Bilkent Üniversitesi İktisat Bölüm Başkanı Prof. Dr. Refet Gürkaynak, Türkiye'de artık insanların “Makine alayım, şirketimi genişleteyim, yeni üretim tesisi kurayım” demediğini belirten Gürkaynak, “Böyle bir şey görmeyişimizin nedeni de faizin yüksek olması değil memleketin bayağı yaşanmaz hale getirilmiş olması. İnsanlar yaşamaktan korktukları yerde elbette yatırım yapmaktan da korkuyorlar” dedi.
Medyascope.tv'de açıklamalarda bulunan Gürkaynak, son dönemde yaşanılanların önceki 10 yılı anlamadan anlaşılamayacağını söyleyen Refet Gürkaynak, “Buraya kadar biriktirdiğimiz dengesizliği, aldığımız borcu düşünmeden süreci anlamak mümkün değil. Ortada bir Türkiye siyaseti, sosyolojisi, toplumsal yapısı, adalet sistemi var” ifadesini kullandı.

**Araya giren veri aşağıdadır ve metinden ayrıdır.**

PR #904, opened 2022-03-24
PHPLIB-658: optional new and upsert fields for findAndModify commands

aleksandr-rudo:


src/Operation/FindAndModify.php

İnşaat yatırımlarının öne çıkmasının belirli bir rant yaratımı ve paylaşımının sonucu olduğuna değinen Gürkaynak, şunları söyledi:
“Genel otoriterleşme, tüm yetkilerin önce bir partide sonra tek kişide toplanmasının bir sonucu, aslında ülkedeki hiçbir kurumun işini yapamaması. Kurun böyle olmaması için enflasyonun kontrol altında olması lazım. Enflasyonun kontrol altında olabilmesi için Merkez Bankası'nın işini yapabilmesi lazım, bunu yapacağına güven duyulması lazım. 2 aydır gördüğümüz şey, 10 yıldır sistematik olarak bozduğumuz şeylerin bozukluğunu kuvvetle fark etmemiz ve bunları sistematik olarak düzeltmek yerine, seçime kadar idare eder şekilde düzeltmeye çalışmanın sonuçları.”
Gürkaynak, 2008-2009 yıllarında yaşanan global finansal krizin Türkiye'yi teğet geçtiği söylemlerini hatırlatarak, sözlerini şöyle sürdürdü:
“Aslında Türkiye çok sert şekilde etkilendi. Temel bir neden yoktu, bankalar sağlıksız değil, çok fazla borçlu değildik. Peki, neden daralıyorduk? Çünkü ihracat yaptığımız pazarlar kayboldu. Merkez Bankası bunu çok erken gördü ve 2008 sonbaharında faizindirmeye başladı. O zaman ben dahil birçok insan eleştirdik ama haklıydı. Ne oldu, maliye politikası iyi olduğu için borç alıp harcadık. Para politikası da talebi destekleyici yönde faiz indirdi. Mesele de talep eksikliği olduğu için hızla büyüdük. Akılda kalan ‘Harcıyorsun, faizi indiriyorsun arkasından da büyüme geliyor, ne güzelmiş' oldu. Hiçbir iktisat anlayışınız yoksa bunu öğrenmiş olabilirsiniz. Ama hasta oldum, şu ilacı aldım, iyi geldi, yine aynı ilacı alayım ama hastalık aynı değil. O ilaç artık işe yaramaz. Şu anda Türkiye yapısal sınırlarında. Bizim üretimimizi kısıtlayan şey talep eksikliği değil artık. ‘Fabrikalar, çalışan insan burada ama neden üretim yapmıyorlar' değil mesele. Fabrika orada değil zaten, biz yatırımı apartmana yaptık. Türkiye'de bir yatırım talebi yok artık. Nedeni de faizin yüksek olması değil, memleketin bayağı yaşanmaz hale getirilmiş olması. İnsanlar yaşamaktan korktukları yerde elbette yatırım yapmaktan da korkuyorlar. Bunlar iktisadi sorunlarımızın sonuçları değil, siyasi sorunlarımızın iktisadi sonuçları. İşlerin iyi gittiği memleket algısı çok iyi bir şey; yatırımı getiren de, becerikli insanı burada tutan da bu.”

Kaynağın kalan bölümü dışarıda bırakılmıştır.